*** Opening of Information ***

PR #9911, opened 2021-03-19
state: convert ACLRoles policies index to new functional indexer pattern

dnephin:
Just like all the others.

This also changes the `acl-roles.polcies` index to use an encoded UUID, where as previously it used a string. This should save a bit of memory for each linked policy.


banks (approved):
LGTM!

PR #9917, opened 2021-03-23
Document agent token policy requirement for rexec

Ranjandas:
The Agent token policy when using rexec should have `write` on "_rexec" key prefix. Updated the exec command documentation to explicitly state this requirement.


dnephin (approved):
LGTM, thank you!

*** Close of Information ***

### What to produce
Give again only the lines of the material above that run from the one with "PR #9917, opened 2021-03-23" through the end, both included, exactly as they appear.

### Exercise response
PR #9917, opened 2021-03-23
Document agent token policy requirement for rexec

Ranjandas:
The Agent token policy when using rexec should have `write` on "_rexec" key prefix. Updated the exec command documentation to explicitly state this requirement.


dnephin (approved):
LGTM, thank you!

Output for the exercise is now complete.